本文介绍了一种算法，用于在存在多条平行河流的情况下，计算从起点到终点建造道路及桥梁所需的最低成本。通过三分法搜索最优高度，实现对河流与陆地交界处的最佳路径规划。

Design road

Time Limit: 1000ms, Special Time Limit:2500ms, Memory Limit:65536KB

Total submit users: 9, Accepted users: 9

Problem 13267 : Special judge

Problem description

You need to design road from (0, 0) to (x, y) in plane with the lowest cost. Unfortunately, there are N Rivers between (0, 0) and (x, y).It costs c1 Yuan RMB per meter to build road, and it costs c2 Yuan RMB per meter to build a bridge. All rivers are parallel to the Y axis with infinite length.

Input

There are several test cases.

Each test case contains 5 positive integers N,x,y,c₁,c₂ in the first line.(N ≤ 1000,1 ≤ x,y≤ 100,000,1 ≤ c₁,c₂ ≤ 1000).

The following N lines, each line contains 2 positive integer x_i, w_i ( 1 ≤ i ≤ N ,1 ≤ x_i < x, x_i-1+w_i-1 < x_i , x_N+w_N ≤ x),indicate the i-th river(left bank) locate x_i with w_i width.

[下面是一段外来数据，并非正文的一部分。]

PR #633, opened 2024-10-31
Windows: fix unit tests & enable CI

Tom-Willemsen:
## Description

- Fixes a number of unit tests which were either failing or inconsistent  under windows: mostly race conditions, paths, numpy type differences, and asyncio scheduling differences.
- Enable `windows-latest` as part of the testing CI matrix.

## Motivation and Context

At isis we're running on windows, we'd like to be able to run the unit tests.

## How Has This Been Tested?

See the CI runs.


tests/epics/test_motor.py
```diff
@@ -90,7 +90,7 @@ async def test_motor_moving_well_2(sim_motor: motor.Motor) -> None:
     s.watch(watcher)
     done = Mock()
     s.add_callback(done)
-    await asyncio.sleep(A_BIT)
```
coretl, line 93: I'm concerned about just bumping up arbitrary sleeps in the test code, so I had a go at writing something that actually waits for all pending task wakeups to happen (which is what we really want):
```python
async def wait_for_wakeups(max_yields=10):
    loop = asyncio.get_event_loop()
    # If anything has called loop.call_soon or is scheduled a wakeup
    # then let it run
    for _ in range(max_yields):
        if loop._scheduled:
            await asyncio.sleep(0)
        else:
            return
    raise RuntimeError(f"Tasks still scheduling wakeups after {max_yields} yields")
```

Replacing all `await asyncio.sleep(A_BIT)` with `await wait_for_wakeups()` seems to work on Linux, but it's entirely event loop specific (and so OS specific). Does this work on windows?

tests/fastcs/panda/test_hdf_panda.py
```diff
@@ -149,7 +149,7 @@ def flying_plan():
             "uid": ANY,
             "data_key": data_key_name,
             "mimetype": "application/x-hdf5",
-            "uri": "file://localhost" + str(tmp_path / "test-panda.h5"),
+            "uri": "file://localhost/" + str(tmp_path / "test-panda.h5").lstrip("/"),
```
coretl, line 152: What does one of these windows paths actually look like? Not sure what the right `file://` semantics are for drive letter etc. What does a web browser show if you point to `file://something_on_c_drive` on windows?

coretl (commented):
Thanks for the additions! A couple fo comments...

tests/fastcs/panda/test_hdf_panda.py
Tom-Willemsen: Web browsers (at least firefox, chrome and edge) do correctly understand a path like `file:///C:\Instrument\Var\logs\ioc\ARINST-20241030.log`. Forward slashes rather than backslashes would also work - but the drive letter part is what it wants as far as i understand it.

tests/epics/test_motor.py
Tom-Willemsen: Just to check - [this](https://github.com/bluesky/ophyd-async/compare/tomc_wakeup_test?expand=1#diff-a20f02ff3b0d811a166f5a1c5d752f08f0e79637adcd53349a64534cb91f0e58) is what you were suggesting? If so that's not working for me on any of the modified tests, locally on windows, nor in a linux container, nor [on github CI linux or windows](https://github.com/bluesky/ophyd-async/actions/runs/11627138318/job/32379976029) - am I missing something? 

If you had something different working and want to push to a branch I'm happy to test locally...

Tom-Willemsen: Ah sorry just seen your edits... will retest...

coretl (approved):

PR #638, opened 2024-11-04
Resolves issue with getting table value correctly on panda writer.open

jwlodek:
Currently, doing a `writer.open()` on a PandA writer will fail with an error instantiating the `DatasetTable` object. You can actually reproduce the issue by just doing:

```
await panda1.data.datasets.get_value()
```

This is because the pvget of the corresponding table PV will return something like:

```
{'name': {'r': ['PhotoDiode]}, 'type': {'r': [float64]}}
```

which does not unpack into something that matches the init signature of `DatasetTable`.

This change resolves the immediate issue in that it lets the writer open, and the scan can execute. However, I am not sure if this is the correct solution across the board.


coretl:
There shouldn't be an access level in the structures in the first place, so this needs to be fixed on the IOC side...

Issue #640, opened 2024-11-06
 mx-bluesky unit tests taking ~3x longer since signal-typing changes


rtuck99:
Since updating mx-bluesky to be compatible with #594, the unit tests are taking significantly longer to complete.
On my desktop machine the difference is ~97s to complete compared to ~27s before

It seems that most of this slowdown is due to waiting in `call_in_bluesky_event_loop()` waiting for `wait_for_connection(coros=device.connect(mock=True))` to complete.

Can this be made faster?

coretl:
Can you post a typical test please?

olliesilvester:
See https://github.com/DiamondLightSource/mx-bluesky/blob/3845a51a2f083c578b92476702950f4125813b4b/tests/unit_tests/beamlines/i04/test_thawing.py#L118 for a typical test

In our tests, devices are created through fixtures which look like 
`smargon = i03.smargon(fake_with_ophyd_sim=True)`

which in turn calls
`call_in_bluesky_event_loop(...)` and the ophyd-async `wait_for_connection(..)`

DominicOram:
I'm happy this is fixed by https://github.com/bluesky/ophyd-async/pull/641

PR #641, opened 2024-11-08
Speed up device creation and connection in mock mode

coretl:


coretl:
@rtuck99 or @DominicOram does this improve your test speeds?

tests/core/test_device.py
```diff
@@ -174,43 +175,45 @@ def __init__(self, name: str) -> None:
         super().__init__(name)
 
 
+async def test_many_individual_device_connects_not_slow():
```
DominicOram, line 178: Could: Might be worth the equivalent test for connecting in parallel?

DominicOram (approved):
Confirmed that this speeds our tests back up to ~30s and so fixes https://github.com/bluesky/ophyd-async/issues/640, thank you! Comments in code are all optional, otherwise looks good.

PR #646, opened 2024-11-12
Fix some small issues discovered in testing

coretl:
- Raise `NotConnected` errors in mock mode too when failing on creation of mock signal because of invalid datatype
- Support bare `np.ndarray` in SoftSignalBackend
- Support tagged and variant unions for NTNDArray
- Check that Devices have unique names in `ensure_connected`

### DIFF
--- a/src/ophyd_async/plan_stubs/_ensure_connected.py
+++ b/src/ophyd_async/plan_stubs/_ensure_connected.py
@@ -1,3 +1,5 @@
+from collections.abc import Awaitable
+
 import bluesky.plan_stubs as bps
 
 from ophyd_async.core import DEFAULT_TIMEOUT, Device, LazyMock, wait_for_connection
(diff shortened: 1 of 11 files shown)


DominicOram (approved):
Great, thanks. Looks good and only involved some minor changes to `dodal` (https://github.com/DiamondLightSource/dodal/pull/899)

src/ophyd_async/plan_stubs/_ensure_connected.py
```diff
@@ -9,18 +11,19 @@ def ensure_connected(
...
-        [
-            lambda: wait_for_connection(
-                **{
-                    device.name: device.connect(
-                        mock=mock, timeout=timeout, force_reconnect=force_reconnect
-                    )
-                    for device in devices
-                }
+    if len(devices) != len({device.name for device in devices}):
+        raise RuntimeError(f"Devices do not have unique names {devices}")
```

The input will finish with the end of file.

Output

For each the case, your program will output the least cost P on separate line, the P will be to two decimal places .

Sample Input

1 300 400 100 100
100 50
1 150 90 250 520
30 120

Sample Output

50000.00
80100.00

Judge Tips

——Dr.Wu

Problem Source

HNU Contest

分析：合并一下所有河流与所有陆地，三分河流与陆地交界线的高度。

#include <iostream>
#include <cstdio>
#include <cstring>
#include <algorithm>
#include <cmath>
using namespace std;
const int maxn = 1005;
typedef long long LL;
const int INF = 0xfffffff;
const double EPS = 1e-8;
double N, x, y, c1, c2;
double River;
double f(double h)
{
    return sqrt(River*River + h*h)*c2 + sqrt((x - River)*(x - River) + (y-h)*(y-h))*c1;
}
double ternary(double L, double R)
{
    while (R - L > EPS)
    {
        double mid1 = L + (R - L) / 3;
        double mid2 = R - (R - L) / 3;
        if (f(mid1) < f(mid2))
            R = mid2;
        else
            L = mid1;
    }
    return f((L + R) / 2);
}
int main()
{
    //freopen("f:\\input.txt", "r", stdin);
    while (~scanf("%lf%lf%lf%lf%lf", &N, &x, &y, &c1, &c2))
    {
        River = 0;
        for (int i = 0; i < N; i++)
        {
            double l, w;
            scanf("%lf%lf", &l, &w);
            River += w;
        }
        double ans = ternary(0, y);
        printf("%.2f\n", ans);
    }
    return 0;
}